Introduction
A flaw in how Open Cluster Management validates Kubernetes client certificate renewals allows an administrator of one managed cluster to forge credentials and escalate privileges across the entire cluster fleet, including the hub cluster itself. With a CVSS score of 8.2 and a public writeup detailing the full exploitation methodology, this is a vulnerability that organizations running Red Hat Advanced Cluster Management or Multi Cluster Engine need to evaluate immediately.

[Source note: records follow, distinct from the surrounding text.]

Issue #5162, opened 2022-04-05
Not clear how to use gRPC 


kiwiidb:
### Issue and Steps to Reproduce
I've already figured out I should add Rust to my Dockerfile and `make` seems to have picked it up:
```
...
 mrkd doc/lightning-hsmtool.8.md
(cd plugins; cargo build --quiet --examples)
cargo build --quiet --bin cln-grpc
cargo build --quiet --example cln-rpc-getinfo
cd external/libwally-core && ./tools/autogen.sh
...
```
However, `lightningd` won't start:
```
lightningd: --grpc-port=9737: unrecognized option
```

rustyrussell:
Ah!  There are two problems:

1. It's not in the plugins/ toplevel directory, so ./lightningd/lightningd won't find it.
2. It's not in the install target, so even when installed it won't work.

Will fix...

KayBeSee:
Has this been added?

I am running v0.11.0.1 and run `lightning-cli plugin list` but am not seeing it in the list of plugins.

```
{
   "command": "list",
   "plugins": [
      {
         "name": "/usr/local/bin/../libexec/c-lightning/plugins/autoclean",
         "active": true
      },
      {
         "name": "/usr/local/bin/../libexec/c-lightning/plugins/bcli",
         "active": true
      },
      {
         "name": "/usr/local/bin/../libexec/c-lightning/plugins/funder",
         "active": true
      },
      {
         "name": "/usr/local/bin/../libexec/c-lightning/plugins/topology",
         "active": true
      },
      {
         "name": "/usr/local/bin/../libexec/c-lightning/plugins/keysend",
         "active": true
      },
      {
         "name": "/usr/local/bin/../libexec/c-lightning/plugins/offers",
         "active": true
      },
      {
         "name": "/usr/local/bin/../libexec/c-lightning/plugins/pay",
         "active": true
      },
      {
         "name": "/usr/local/bin/../libexec/c-lightning/plugins/txprepare",
         "active": true
      },
      {
         "name": "/usr/local/bin/../libexec/c-lightning/plugins/spenderp",
         "active": true
      }
   ]
}
```

I also get the `clightning_1  | lightningd: /data/.lightning/config line 9: grpc-port=12345: unrecognized option` when I put `grpc-port=12345` in my config file.

whitslack:
> Has this been added?

@KayBeSee: You need Rust installed on the system where you built Core Lightning. Check the output of `configure` to see whether Rust was detected.

[...]

PR #5166, opened 2022-04-06
plugins: add grpc-plugin to PLUGINS, so it gets started and installed.

rustyrussell:
Fixes: #5162
Changelog-None

### DIFF
--- a/configure
+++ b/configure
@@ -111,7 +111,7 @@ default_valgrind_setting()
 
 default_rust_setting()
 {
-    if cargo --version > /dev/null 2>&1; then
+    if cargo --version > /dev/null 2>&1 && rustfmt --version >/dev/null 2>&1; then
 	echo 1
     else
 	echo 0
--- a/doc/Makefile
+++ b/doc/Makefile
@@ -155,7 +155,7 @@ clean: doc-clean
 check: check-manpages
 
 # This needs plugins, too.
-check-manpages: all-programs check-config-docs
+check-manpages: all-programs check-config-docs default-targets
 	@tools/check-manpage.sh cli/lightning-cli doc/lightning-cli.1.md
 	@tools/check-manpage.sh "lightningd/lightningd --lightning-dir=/tmp/" doc/lightningd-config.5.md
 
--- a/doc/lightningd-config.5.md
+++ b/doc/lightningd-config.5.md
@@ -220,6 +220,11 @@ If there is no `hsm_secret` yet, `lightningd` will create a new encrypted secret
 If you have an unencrypted `hsm_secret` you want to encrypt on-disk, or vice versa,
 see lightning-hsmtool(8).
 
+ **grpc-port**=*portnum* [plugin `cln-grpc`]
+
+The port number for the GRPC plugin to listen for incoming
+connections; default is not to activate the plugin at all.
+
 ### Lightning node customization options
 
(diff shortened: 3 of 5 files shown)


cdecker:
ACK 9777eb671ff89cbaf18233e0134c381f7cb17830

rustyrussell:
Hmm, now it *is* exiting silently, too soon!  Even caught it under strace, but nothing informative; it's doing an exit(0) *sometimes*.

vincenzopalazzo:
>Hmm, now it is exiting silently, too soon! Even caught it under trace, but nothing informative; it's doing an exit(0) sometimes.

Maybe we shouldn't mark the plugin as important? there is a case where the plugin exit in the normal operation, and if I read correctly the code, this should be the case where we are not setting the `grpc-port` value.

```rust
        Some(options::Value::Integer(-1)) => {
            log::info!("`grpc-port` option is not configured, exiting.");
            return Ok(());
        }
        Some(options::Value::Integer(i)) => i,
        None => return Err(anyhow!("Missing 'grpc-port' option")),
        Some(o) => return Err(anyhow!("grpc-port is not a valid integer: {:?}", o)),
    };
```

instagibbs:
this patch also seems to fix my inability to run:
```
make -j12 full-check PYTEST_PAR=24 DEVELOPER=1 VALGRIND=0
```
from `HACKING.md`

rustyrussell:
... all builtin plugins are "important".  There's a designated way for them to say they don't want to be started: you return `{"disable": "... reason why I want to be disabled"}` from the JSON init call.

I'm going to cut rc2 today without this, but clearly there will need to be an rc3: we can't *not* install this plugin!

vincenzopalazzo:
>... all builtin plugins are "important". There's a designated way for them to say they don't want to be started: you return {"disable": "... reason why I want to be disabled"} from the JSON init call.

I will try to look into that tomorrow!

vincenzopalazzo (changes requested):
The actual code skips an `rpc-plugin` example that it is used inside the tests.

In the PR https://github.com/ElementsProject/lightning/pull/5173 I put this addition to the bottom at line 185 again

rustyrussell:
Rebased on master now that cln-grpc is fixed!

vincenzopalazzo (approved):
ACK https://github.com/ElementsProject/lightning/commit/6d6c6706833a1c84063c18d7666d026839147ac4

whitslack:
@rustyrussell: Question about the Rust build: should these commands…
```
PYTHONPATH=contrib/msggen python3 contrib/msggen/msggen/__main__.py
```
…be completed before Cargo starts compiling Rust code? It appears to my casual eye that `msggen` generates some Rust code, but I often see it running after Cargo has already started. Maybe the Makefiles are missing a dependency somewhere?

cdecker:
> @rustyrussell: Question about the Rust build: should these commands…
> 
> ```
> PYTHONPATH=contrib/msggen python3 contrib/msggen/msggen/__main__.py
> ```
> 
> …be completed before Cargo starts compiling Rust code? It appears to my casual eye that `msggen` generates some Rust code, but I often see it running after Cargo has already started. Maybe the Makefiles are missing a dependency somewhere?

That should indeed be the case, not sure if there's a dependency between make targets missing.

PR #5172, opened 2022-04-07
Mac monterey build fixes

mdance:
I have been working in the comments with https://github.com/ElementsProject/libwally-core/pull/321 to try and compile lightning on  Darwin 21.4.0 Darwin Kernel Version 21.4.0: Fri Mar 18 00:45:05 PDT 2022; root:xnu-8020.101.4~15/RELEASE_X86_64 x86_64

I was able to get it to compile, I am not a c programmer so am not expecting this to make it in, but hopefully it helps someone

### DIFF
--- a/plugins/offers_invreq_hook.c
+++ b/plugins/offers_invreq_hook.c
@@ -433,7 +433,7 @@ static bool check_payer_sig(struct command *cmd,
 
 	if (secp256k1_schnorrsig_verify(secp256k1_ctx,
 					sig->u8,
-					sighash.u.u8, &payer_key->pubkey) == 1)
+					sighash.u.u8, sizeof(sighash.u.u8), &payer_key->pubkey) == 1)
 		return true;
 
 	if (!deprecated_apis)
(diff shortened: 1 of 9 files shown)


plugins/offers_invreq_hook.c
```diff
@@ -447,7 +447,7 @@ static bool check_payer_sig(struct command *cmd,
 
 	return secp256k1_schnorrsig_verify(secp256k1_ctx,
 					   sig->u8,
-					   sighash.u.u8, sizeof(sighash.u.u8), &payer_key->pubkey) == 1;
+					   sighash.u.u8, sizeof(sighash), &payer_key->pubkey) == 1;
```
rustyrussell, line 450: I think it was more correct before these changes?  Thought this shouldn't change anything on any platform we support...

mdance: @rustyrussell that change was suggested https://github.com/ElementsProject/libwally-core/pull/321#issuecomment-1090958568 am happy to revert it out if incorrect

What is the best way for me to test?

I'm just playing around on testnet with lnurl, and a lightning addresses implementation so am not running anything mission critical, happy to be a guinea pig

mdance:
I have tried compiling both versions, and I think there is a problem, been trying to test with the following and it seems like something is broken:

lightning-cli signmessage test

{
   "signature": "[signature]",
   "recid": "[recid]",
   "zbase": "[zbase]"
}

lightning-cli checkmessage test [zbase]

{
   "pubkey": "[pubkey]",
   "verified": false
}

mdance:
Ignore my last comment, I have tested the same command against a arch linux master build and its returning the same thing, I thought the verified: false might have meant the signature verification wasn't working

PR #5173, opened 2022-04-07
rpc-plugin: introduce the possibility to disable important plugins

vincenzopalazzo:
Build on top of https://github.com/ElementsProject/lightning/pull/5166

This required some work to do, but I think this should be one of the general idea.

Another one that can be an alternative is keep the plugin active and maintains add two rpc method like `start_grpc` and `stop_grpc` but for now, I choose the simple think

### DIFF
--- a/plugins/src/lib.rs
+++ b/plugins/src/lib.rs
@@ -48,10 +48,16 @@ where
     subscriptions: HashMap<String, Subscription<S>>,
 }
 
+pub trait PluginState {
+    fn disable_reason(&self) -> Option<String> {
+        None
+    }
+}
+
 impl<S, I, O> Builder<S, I, O>
 where
     O: Send + AsyncWrite + Unpin + 'static,
-    S: Clone + Sync + Send + Clone + 'static,
+    S: PluginState + Clone + Sync + Send + Clone + 'static,
     I: AsyncRead + Send + Unpin + 'static,
 {
     pub fn new(state: S, input: I, output: O) -> Self {
@@ -274,7 +280,16 @@ where
             }
         }
 
-        Ok(messages::InitResponse::default())
+        match self.state.disable_reason() {
+            Some(reason) => {
+                let init_resp = messages::InitResponse{
+                    disable: Some(reason),
+                };
+                Ok(init_resp)
+            },
+            None => Ok(messages::InitResponse::default()),
+        }
+
     }
 }
 
@@ -538,6 +553,7 @@ where
     pub fn state(&self) -> &S {
         &self.state
     }
+    pub fn mut_state(&mut self) -> &mut S {&mut self.state}
 }
 
 impl<S> Plugin<S>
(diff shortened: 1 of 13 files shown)


vincenzopalazzo:
There is more to do in the docs side, I will check at the end of the CI

```
➜  lightning git:(macros/plugin_init) ✗ make check-manpages
Error: Got unexpected message None from lightningd
diff of command names vs manpage names:
--- /dev/fd/63	2022-04-07 12:24:29.300060715 +0200
+++ /dev/fd/62	2022-04-07 12:24:29.300060715 +0200
@@ -36,7 +36,6 @@
 fetchinvoice-noconnect
 force-feerates=
 funding-confirms=
-grpc-port=
 help
 htlc-maximum-msat=
 htlc-minimum-msat=

```

plugins/src/lib.rs
```diff
@@ -274,7 +280,16 @@ where
...
+        match self.state.disable_reason() {
+            Some(reason) => {
+                let init_resp = messages::InitResponse{
+                    disable: Some(reason),
+                };
+                Ok(init_resp)
+            },
+            None => Ok(messages::InitResponse::default()),
+        }
+
```
vincenzopalazzo, line 292: auto review, this simplification should work

```suggestion
    let init_resp = messages::InitResponse{
             disable: self.state.disable_reason(),
           };
    Ok(init_resp)

```

plugins/src/messages.rs
```diff
@@ -132,6 +132,11 @@ pub(crate) struct GetManifestResponse {
 }
 
 #[derive(Serialize, Default, Debug)]
-pub struct InitResponse {}
+pub(crate) struct InitResponse {
+    /// enable the possibility to disable the plugins
+    /// when are marked as important.
+    #[serde(default)]
```
vincenzopalazzo, line 138: I need to check if `#[serde(default)]` can be removed

vincenzopalazzo (commented):
some a auto-comments

cdecker:
I dislike the idea of forcing users to implement a trait as well, just for this. Let's rather have a callback function we can add to `Builder` that can is called with the `Builder` instance as an argument, at the end of `handle_init`. That way it can set the `disable` flag on its instance and use that to then return the `InitResponse`.

vincenzopalazzo:
>Currently at a conference, making coding and review hard, sorry. But I proposed a simpler way of disabling for this release, while we figure out a cleaner interface going forward.

No problem, I just push the code with the hook as coincidence refactoring, there is a bug, but I think that as a draft it is good.

But yes, I know for now yours is simple, and we can work on this later

vincenzopalazzo:
>I dislike the idea of forcing users to implement a trait as well, just for this. Let's rather have a callback function we can add to Builder that can is called with the Builder instance as an argument, at the end of handle_init. That way it can set the disable flag on its instance and use that to then return the InitResponse.

I push the code for the CI that implements this feature including the bug fixed that I get this afternoon. However, I would like to improve the implementation in the future

vincenzopalazzo:
Closing in favor of https://github.com/ElementsProject/lightning/pull/5175

PR #5174, opened 2022-04-07
cln-grpc: Do not complain when we exit after `getmanifest`

cdecker:
We were logging a message about a missing `init` call when called with `--help`. That's normal, so let's not do that :-)


rustyrussell (approved):
Ack 05684713aa37897de81d4187dfbece17216a3242

PR #5454, opened 2022-07-23
test timing fixes/stderr redirect 

niftynei:
I was getting consistent test failures for these when looking at the `bookkeeper` test fails; mostly these were timing bugs!

### DIFF
--- a/tests/test_misc.py
+++ b/tests/test_misc.py
@@ -1132,7 +1132,7 @@ def test_funding_reorg_private(node_factory, bitcoind):
     l2.daemon.wait_for_log(r'Deleting channel')
 
 
-@pytest.mark.developer("needs DEVELOPER=1")
+@pytest.mark.developer("needs DEVELOPER=1", "uses --dev-fast-reconnect")
 @pytest.mark.openchannel('v1')
 @pytest.mark.openchannel('v2')
 def test_funding_reorg_remote_lags(node_factory, bitcoind):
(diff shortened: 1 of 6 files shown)


tests/test_misc.py
```diff
@@ -1727,7 +1727,7 @@ def mock_fail(*args):
     l1.daemon.rpcproxy.mock_rpc('getblockhash', mock_fail)
     l1.daemon.rpcproxy.mock_rpc('estimatesmartfee', mock_fail)
 
-    l1.daemon.start(wait_for_initialized=False)
+    l1.daemon.start(wait_for_initialized=False, stderr_redir=True)
```
rustyrussell, line 1732: I don't think this should make a difference?

Unless these errors are going to stderr, in which case wait_for_logs is not the right thing 

This test flakes for me locally all the time too..

tests/test_misc.py
```diff
@@ -1132,15 +1132,15 @@ def test_funding_reorg_private(node_factory, bitcoind):
...
+@pytest.mark.developer("needs DEVELOPER=1", "uses --dev-fast-reconnect")
 @pytest.mark.openchannel('v1')
 @pytest.mark.openchannel('v2')
 def test_funding_reorg_remote_lags(node_factory, bitcoind):
     """Nodes may disagree about short_channel_id before channel announcement
     """
     # may_reconnect so channeld will restart; bad gossip can happen due to reorg
     opts = {'funding-confirms': 1, 'may_reconnect': True, 'allow_bad_gossip': True,
-            'allow_warning': True}
+            'allow_warning': True, 'dev-fast-reconnect': None}
```
rustyrussell, line 1143: Really? CI runs with TIMEOUT=900 right?

rustyrussell (commented):
Not sure these will actually help, though the fast reconnect is probably a good idea.

rustyrussell:
I'm re-runnign all the CI tests, in case this doesn't actually fix the flake...  Otherwise I'll apply it as it *is* neater and doesn't make things worse...

rustyrussell:
Ack a8e4262d64132b5de7be55ec0100e506d2b8fc98

PR #5458, opened 2022-07-25
decode: fix crash when decoding invalid rune.

rustyrussell:
If rune contains invalid UTF-8, offers (which implements decode) would
produce JSON with invalid UTF-8, which causes lightningd to complain
and kill it, and then die because it's an important plugin.

So don't decode invalid UTF-8!

Reported-by: @jb55
Changelog-None: introduced in this release.


cdecker:
ACK https://github.com/ElementsProject/lightning/pull/5458/commits/52c5e0df9628692fad8346b04688af86c447bd74

niftynei:
Something's hanging in the v2 opens path, unrelated to this change. I'm investigating.

PR #5461, opened 2022-07-25
Fix fuzzing build

rustyrussell:
We were supposed to be testing compilation in CI.  We didn't (see second fix), so it bitrotted.

Would be great to get someone to write more fuzzing, and actually run these too!

Changelog-None


cdecker:
ACK https://github.com/ElementsProject/lightning/pull/5461/commits/110ee8e5db5ba3d1b281eb5c40a1feeec20f6764

PR #5463, opened 2022-07-25
Test flakes?? (works for me)

niftynei:
Valgrind was choking on some things while running tests locally for the `bookkeeper`; this fixes those up.

Also speeds up a test's reconnect, which would flake locally when TIMEOUT is set low.

### DIFF
--- a/common/wireaddr.c
+++ b/common/wireaddr.c
@@ -337,6 +337,7 @@ bool separate_address_and_port(const tal_t *ctx, const char *arg,
 		*port = strtol(portcolon + 1, &endp, 10);
 		return *port != 0 && *endp == '\0';
 	}
+
 	return true;
 }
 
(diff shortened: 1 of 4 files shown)


rustyrussell:
Ok, you generally shouldn't put valgrind in the issue title, just in the credits!

In this case, the bug is real: port was uninitialised, and tested for zero.

rustyrussell (approved):
Ack 4c8ccb1ed0e2bb397ce84a348abf697cea0f0d57

common/wireaddr.c
```diff
@@ -337,6 +337,7 @@ bool separate_address_and_port(const tal_t *ctx, const char *arg,
 		*port = strtol(portcolon + 1, &endp, 10);
 		return *port != 0 && *endp == '\0';
 	}
+
```
vincenzopalazzo, line 340: unneeded?

rustyrussell:
Trivial rebase on master to stop unrelated flakes.

Ack 86e81d6bda494512643a670e0bb100e49cf90f24

PR #5467, opened 2022-07-27
v2 opens and funder flakes

niftynei:
The `funder_contribution_limits` test hang is kind of interesting -- I was assuming that the RPC response to openchannel_update would always beat the notification of tx_signatures arriving since the spec says they MUST always arrive one after the other (and in fact the code doesn't work if they get called out of order). In rare cases however the notification arrives before the RPC response, which causes the hang we've been seeing.

Really easy to fix, but kind of interesting!

The other flake has to do with how fast the connection drops -- if it drops too fast we get an RPC error; otherwise the RPC returns correctly. We don't really care if the RPC works we just need to call it.

"needing to call this RPC no matter if it returns ok or not" has a bit of a smell; I'm planning to do some work on this flow next release. I'm punting on cleaning it up til then.  

Changelog-None

### DIFF
--- a/plugins/spender/openchannel.c
+++ b/plugins/spender/openchannel.c
@@ -621,10 +621,9 @@ funding_transaction_established(struct multifundchannel_command *mfc)
 
 	/* If all we've got is v2 destinations, we're just waiting
 	 * for all of our peers to send us their sigs.
-	 * That callback triggers separately, so we just return
-	 * a 'still pending' here */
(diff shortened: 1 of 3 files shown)


rustyrussell:
Got fix for wumbo flake, restarting...

cdecker:
ACK https://github.com/ElementsProject/lightning/pull/5467/commits/ee069a33b783bcb5328a0925736bbdf6ef13969a

PR #5468, opened 2022-07-27
Reconnection simplification, get less aggressive.

rustyrussell:
Also fix a flake I hit testing this locally...

Changelog-None


cdecker:
Looking good, now shepherding through CI

ACK https://github.com/ElementsProject/lightning/pull/5468/commits/a73ddaffa0e2e4dd963af2ea9dd4f03178d84718

rustyrussell:
OK, so backoff was too aggressive for test_feerate_stress test, so have to use dev-fast-reconnect there (we manually disconnect repeatedly, triggering the reconnect backoff logic, which is actually The Right Thing).

Ack https://github.com/ElementsProject/lightning/commit/0c653edf06026f651a4db8217093dcca509f3578

PR #5472, opened 2022-07-28
bkpr: avoid assert failure from subtracting an equal amount of sats

nickfarrow:
If the remote party opened the channel and pushed zero sats, then `amt` and `push_amt` are both zero.
This makes the subtraction `amount_msat_sub` fail, breaking on the next assert(ok).

```
2022-07-28T07:11:13.144Z INFO    plugin-bookkeeper: account 2cdeXXXf12 not found, adding along with new balance
bookkeeper: plugins/bkpr/bookkeeper.c:653: new_missed_channel_account: Assertion `ok' failed.
bookkeeper: FATAL SIGNAL 6 (version v0.11.0.1-498-g8c9fa45)
...
```
Tried to fix by first checking `amount_msat_greater` and conditionally setting `amt = AMOUNT_MSAT(0)` if `amt` is in fact equal or smaller. Not really the nicest, is there a better way to subtract two possibly equal amounts?

haven't had a change to test yet for unrelated reasons

### DIFF
--- a/plugins/bkpr/bookkeeper.c
+++ b/plugins/bkpr/bookkeeper.c
@@ -640,7 +640,7 @@ static bool new_missed_channel_account(struct command *cmd,
 				push_credit = AMOUNT_MSAT(0);
 				push_debit = push_amt;
 			} else {
-				ok = amount_msat_sub(&amt, amt, push_amt);
+				ok = amount_msat_sub(&amt, remote_amt, push_amt);
 				push_credit = push_amt;
 				push_debit = AMOUNT_MSAT(0);
 			}


nickfarrow:
Force pushed to just add missing changelog line to commit msg.

Ran `make check-units` successfully but I don't think this case of `0 - 0` is tested (could add to this PR or a later one)

plugins/bkpr/bookkeeper.c
```diff
@@ -640,7 +640,12 @@ static bool new_missed_channel_account(struct command *cmd,
 				push_credit = AMOUNT_MSAT(0);
 				push_debit = push_amt;
 			} else {
-				ok = amount_msat_sub(&amt, amt, push_amt);
+				if (amount_msat_greater(amt, push_amt)) {
+					ok = amount_msat_sub(&amt, amt, push_amt);
+					assert(ok);
+				} else {
+					amt = AMOUNT_MSAT(0);
+				}
```
vincenzopalazzo, line 648:
```suggestion
				} else
					amt = AMOUNT_MSAT(0);
```

vincenzopalazzo (commented):
LGTM, just a code style comment otherwise it is ready to go

niftynei:
@nickfarrow can you tell me the following values from the channel's `listpeers` result that crashed?

- `funding:{ local_msat:??, remote_msat:??, push_msat:??}`
- and what `opener` is?

nickfarrow:
```
"opener": "remote",
 "funding": {
    "local_msat": "0msat",
    "remote_msat": "2000000000msat",
    "pushed_msat": "0msat"
 },
```

plugins/bkpr/bookkeeper.c
nickfarrow: i see a both of these throughout the repo, when is the latter style preferred? When it's a single statement? (not very used to C)

niftynei:
Do you have any channels where the `push_msat` field > 0msat and the `opener: remote`?
 
`amount_msat_sub` should be robust against equal value subtractions (tested it locally); as it stands there's a bug here in that we should be subtracting from `remote_amt`... but actually we can delete the problematic line entirely and it won't impact anything.

If you want to get it to re-run, I'd suggest deleting the `accounts.sqlite3` database entirely (tho note that you'll lose any routing/invoice data that you've got in it).

niftynei:
fwiw i managed to recreate this locally, patch incoming!!

Thanks for the report!!

nickfarrow:
> Do you have any channels where the `push_msat` field > 0msat and the `opener: remote`?
Yep I do! So it actually crashed on this one?
```
               "opener": "remote",
               "funding": {
                  "local_msat": "0msat",
                  "remote_msat": "800000000msat",
                  "pushed_msat": "400000000msat"
               }, 
```

> `amount_msat_sub` should be robust against equal value subtractions (tested it locally)

ah yeah you're right, works fine with equal values..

Open Cluster Management (OCM) is an open source CNCF project that provides the foundational technology for managing fleets of Kubernetes clusters through a hub and spoke model. It underpins Red Hat's commercial Advanced Cluster Management (ACM) and Multi Cluster Engine products, which are widely deployed in enterprise hybrid cloud environments. The project handles critical operations including cluster registration, workload distribution via ManifestWork resources, and certificate based authentication between hub and managed clusters.
Technical Information
Root Cause: Prefix Based Certificate Validation
The vulnerability resides in the validation logic for CertificateSigningRequest (CSR) approvals within the OCM operator running on the hub cluster. In OCM's architecture, agents on managed clusters authenticate to the hub using Kubernetes client certificates. When these certificates need renewal, the agent submits a CSR to the hub, and a controller evaluates whether to approve it.
The flaw, classified as CWE-295 (Improper Certificate Validation), is in how this controller performs its validation. The code relies on a user defined label to calculate the server name and only verifies that the prefix of the server name in the certificate's common name matches the server name in the group. This means the validation does not enforce an exact match between the requesting cluster's identity and the cluster name embedded in the certificate.
An attacker who controls a managed cluster named, for example, "local cluster example" can craft a CSR with a group name that shares the prefix "local cluster" and the controller will approve it. This is especially dangerous because the default hub cluster in OpenShift is named "local cluster," making it a natural target for any attacker whose cluster name begins with that string.
Exploitation Flow
The attack proceeds through five distinct stages:
-
Secret Extraction: The attacker, who holds administrator privileges on a managed cluster, extracts the hub kubeconfig secret from the agent namespace. This secret contains the credentials the agent uses to communicate with the hub.
-
CSR Crafting: The attacker creates a new CertificateSigningRequest with a custom group targeting a victim cluster. The victim cluster must share a name prefix with the attacker's cluster for the prefix validation to succeed.
-
Automatic Approval: The attacker submits the CSR to the Kubernetes API on the hub. The OCM controller evaluates the request, and because the prefix of the server name matches, it automatically approves the forged certificate.
-
ManifestWork Manipulation: Armed with the forged certificate, the attacker patches a ManifestWork resource on the hub cluster. ManifestWork is the mechanism OCM uses to distribute Kubernetes resources to managed clusters.
-
Privilege Escalation: The patched ManifestWork deploys a ClusterRoleBinding to the victim cluster, granting the attacker full administrator rights on that cluster.
Constraints and Scope
Several conditions must be met for successful exploitation:
| Constraint | Detail |
|---|---|
| Initial Access | The attacker must already have administrator access to one managed cluster to read agent secrets |
| Naming Requirement | Only clusters sharing a name prefix with the attacker's cluster can be targeted |
| Network Access | The attacker needs network connectivity to the victim cluster's API |
| Hypershift Exception | Hypershift hosted clusters are not impacted because their agents run directly on the hub without exposing secrets |
The default one year expiration on bootstrap tokens gives attackers a substantial window to enumerate cluster names and attempt prefix based forgery across the fleet.
Affected Systems and Versions
The following products are affected:
- Open Cluster Management (OCM): All versions released over the past two years according to the security researcher's disclosure.
- Red Hat Advanced Cluster Management for Kubernetes: Affected due to its direct dependency on OCM.
- Red Hat Multi Cluster Engine for Kubernetes: Affected due to its direct dependency on OCM.
Hypershift hosted clusters are explicitly noted as not impacted because their architecture does not expose agent secrets to managed cluster administrators.